PR #700, opened 2021-09-20
fix(checkout): CHECKOUT-5928 Shopper cannot switch back to use single shipping address in checkout

bc-peng:
## What?
- When multiple consignments are detected in single shipping form, make an API call to reduce consignments number to one with the first shipping address.
- This check only happens at loading a single shipping form, so it won't introduce redundant API calls.

## Why? [Checkout-5928](https://jira.bigcommerce.com/browse/Checkout-5928)
When a shopper clicks `Ship to a single address` on the shipping form now, there is no API call to reduce consignments number to one. Therefore,  the checkout flow will continue with multiple shipping addresses.

## Testing / Proof
Link: [Functional tests on Launchbay](https://app.circleci.com/pipelines/github/bigcommerce/bigcommerce?branch=pull%2F42841).

Video demo:

https://user-images.githubusercontent.com/88361607/133955316-b76310fd-7fa8-4711-9f36-20b7cacbd5a2.mov

### DIFF
--- a/src/app/shipping/Shipping.tsx
+++ b/src/app/shipping/Shipping.tsx
@@ -120,7 +120,7 @@ class Shipping extends Component<ShippingProps & WithCheckoutShippingProps, Ship
                 <ShippingHeader
                     isGuest={ isGuest }
                     isMultiShippingMode={ isMultiShippingMode }
-                    onMultiShippingChange={ onToggleMultiShipping }
+                    onMultiShippingChange={ this.handleMultiShippingModeSwitch }
                     shouldShowMultiShipping={ shouldShowMultiShipping }
                 />
 
@@ -147,13 +147,36 @@ class Shipping extends Component<ShippingProps & WithCheckoutShippingProps, Ship
         );
     }
 
+    private handleMultiShippingModeSwitch: (isFromMultiToSingle: boolean) => void = async isFromMultiToSingle => {
+        const {
+            consignments,
+            onToggleMultiShipping = noop,
+            onUnhandledError = noop,
+            updateShippingAddress,
+        } = this.props;
+
+        if (isFromMultiToSingle && consignments.length > 1) {
+            this.setState({ isInitializing: true });
+
+            try {
+                // Collapse all consignments into one
+                await updateShippingAddress(consignments[0].shippingAddress);
+            } catch (error) {
+                onUnhandledError(error);
+            } finally {
+                this.setState({ isInitializing: false });
+            }
+        }
+
+        onToggleMultiShipping();
+    };
+
     private handleSingleShippingSubmit: (values: SingleShippingFormValues) => void = async ({
         billingSameAsShipping,
         shippingAddress: addressValues,
         orderComment,
     }) => {
         const {
-            consignments,
             customerMessage,
             updateCheckout,
             updateShippingAddress,
@@ -169,7 +192,7 @@ class Shipping extends Component<ShippingProps & WithCheckoutShippingProps, Ship
         const promises: Array<Promise<CheckoutSelectors>> = [];
         const hasRemoteBilling = this.hasRemoteBilling(methodId);
 
-        if (!isEqualAddress(updatedShippingAddress, shippingAddress) || consignments.length > 1 ) {
+        if (!isEqualAddress(updatedShippingAddress, shippingAddress)) {
             promises.push(updateShippingAddress(updatedShippingAddress || {}));
         }
 
--- a/src/app/shipping/Shipping.tsx
+++ b/src/app/shipping/Shipping.tsx
@@ -153,6 +153,7 @@ class Shipping extends Component<ShippingProps & WithCheckoutShippingProps, Ship
         orderComment,
     }) => {
         const {
+            consignments,
             customerMessage,
             updateCheckout,
             updateShippingAddress,
@@ -168,7 +169,7 @@ class Shipping extends Component<ShippingProps & WithCheckoutShippingProps, Ship
         const promises: Array<Promise<CheckoutSelectors>> = [];
         const hasRemoteBilling = this.hasRemoteBilling(methodId);
 
-        if (!isEqualAddress(updatedShippingAddress, shippingAddress)) {
+        if (!isEqualAddress(updatedShippingAddress, shippingAddress) || consignments.length > 1 ) {
             promises.push(updateShippingAddress(updatedShippingAddress || {}));
         }
 
--- a/src/app/shipping/Shipping.tsx
+++ b/src/app/shipping/Shipping.tsx
@@ -147,15 +147,16 @@ class Shipping extends Component<ShippingProps & WithCheckoutShippingProps, Ship
         );
     }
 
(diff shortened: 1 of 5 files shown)


src/app/shipping/SingleShippingForm.tsx
```diff
@@ -119,6 +119,10 @@ class SingleShippingForm extends PureComponent<SingleShippingFormProps & WithLan
         const PAYMENT_METHOD_VALID = ['amazon', 'amazonpay'];
         const shouldShowBillingSameAsShipping = !PAYMENT_METHOD_VALID.some(method => method === methodId);
 
+        if (consignments.length > 1) {
+            this.handleAddressSelect(consignments[0].shippingAddress);
```
davidchin, line 123: I don't think it's a good idea to perform any updates inside a `render` function. `render` should just focus on returning the React elements that need rendering whenever there's a change in state. It shouldn't make any API calls or call `setState`, which is what `handleAddressSelect` is doing.

A separate question is, how come updating the address of the first consignment can cause all the other consignments collapse into one 🤔

bc-peng: Thank you for the feedback. I have moved it to `componentDidMount()`.
All tests are passed now without modifications.

animesh1987: What about the second question DC mentioned above?

bc-peng: @animesh1987 The video is a recording of the current situation. The bug only appears when a user switches back to the single shipping-form and click `continue` without any interactions with address dropdown menu.

The bugfix acts the same as choosing the first option in the single shipping-form's dropdown menu. It does not change the current consignment update logic.

https://user-images.githubusercontent.com/88361607/133966139-06b5945e-3494-450f-9514-02dd75bb6508.mov

src/app/shipping/SingleShippingForm.tsx
```diff
@@ -89,6 +89,14 @@ class SingleShippingForm extends PureComponent<SingleShippingFormProps & WithLan
         }, SHIPPING_AUTOSAVE_DELAY);
     }
 
+    componentDidMount(): void {
+        const { consignments } = this.props;
+
+        if ( consignments.length > 1) {
+            this.handleAddressSelect(consignments[0].shippingAddress);
```
davidchin, line 96: Ok I did some digging and it seems SDK does some magic where calling `CheckoutService#updateAddress` would [re-assign](https://github.com/bigcommerce/checkout-sdk-js/blob/master/src/shipping/consignment-action-creator.ts#L156) all line items to the consignment of the address.

Could we add some unit tests for this? It is a fix so it means you're fixing a scenario not covered by our existing tests.

bc-peng: Sure, I'll add unit test(s) and run functional tests on Launchbay.

davidchin: Sorry @bc-peng, I had a look at this again and realised that perhaps a better solution is to make a call to combine the consignments when a user clicks on the "Ship to single address" button. The reason is because we're making a destructive call when this form component is mounted. I'm concerned that it's likely to cause problems in the future because engineers don't usually expect things to be deleted/updated just for showing something. But if the delete/update is explicitly tied to a user action, it's going to be easier to reason about. I know functionally speaking,  the two options have the same outcome because the form component is only mounted when a shopper clicks on the "Ship to single address" button. But latter option is more explicit. What do you think about this?

davidchin (commented):
Nice one, LGTM

src/app/shipping/SingleShippingForm.tsx
bc-peng: Hi @davidchin , the first thing I did in approaching this ticket was to locate [the function](https://github.com/bigcommerce/checkout-js/blob/84d758cbbd71be98a3c307bd0f34fc941248779a/src/app/checkout/Checkout.tsx#L465) triggered by the `Ship to single address` button. It was in the very high level `Checkout.tsx`.  [The API call](https://github.com/bigcommerce/checkout-js/blob/84d758cbbd71be98a3c307bd0f34fc941248779a/src/app/shipping/SingleShippingForm.tsx#L224) was in `singleShippingForm.tsx`, far away from `Checkout.tsx`.

I didn't figure out a straightforward way to trigger an API request from `Checkout.tsx`. Hence I had chosen to put everything inside `singleShippingForm.tsx`.

bc-peng: Update: It would make sense to add consignment number check to the existing single shipping handle function🤦🏻‍♂️,, `handleSingleShippingSubmit`, [Shipping.tsx#L171](https://github.com/bigcommerce/checkout-js/blob/84d758cbbd71be98a3c307bd0f34fc941248779a/src/app/shipping/Shipping.tsx#L171).

I have submitted the new code based on this idea.

src/app/shipping/ShippingHeader.tsx
```diff
@@ -32,7 +32,7 @@ const ShippingHeader: FunctionComponent<ShippingHeaderProps> = ({
             <a
                 data-test="shipping-mode-toggle"
                 href="#"
-                onClick={ preventDefault(onMultiShippingChange) }
+                onClick={ preventDefault(() => onMultiShippingChange(isMultiShippingMode)) }
```
davidchin, line 35: Do you need this change? AFAIK `isMultiShippingMode` is passed down from `Shipping`, so there's no need to pass it back up.

src/app/shipping/Shipping.tsx
```diff
@@ -147,6 +147,31 @@ class Shipping extends Component<ShippingProps & WithCheckoutShippingProps, Ship
...
+        const {
+            consignments,
+            isMultiShippingMode,
+            onToggleMultiShipping = noop,
+            onUnhandledError = noop,
+            updateShippingAddress,
+        } = this.props;
+
+        if (isMultiShippingMode && consignments.length > 1) {
+            this.setState({ isInitializing: true });
```
animesh1987, line 160: Do we need to set `isInitializing` here ? Since it's passed down here https://github.com/bigcommerce/checkout-js/pull/700/files#diff-c4c5cfa55abd9305c6b9130693f13101c7eeacfea5e8cf9f4901533dea05aa8eR370 which is a derived prop.

src/app/shipping/Shipping.tsx
```diff
@@ -147,6 +147,31 @@ class Shipping extends Component<ShippingProps & WithCheckoutShippingProps, Ship
         );
     }
 
+    private handleMultiShippingModeSwitch: () => void = async () => {
+        const {
+            consignments,
+            isMultiShippingMode,
+            onToggleMultiShipping = noop,
```
animesh1987, line 154: Do we need this `noop` props in this method?

src/app/shipping/Shipping.tsx
davidchin: We do. This is to activate the loading spinner - https://github.com/bigcommerce/checkout-js/blob/48fb255dfd398722fbc8aca0e100a6f5f9e31f56/src/app/shipping/Shipping.tsx#L128

davidchin (approved):
Nice work @bc-peng! Sorry for the back-and-forth 🙂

TASK: Please give only the number of lines in the listing that hold the word "into".

TASK RESPONSE: 2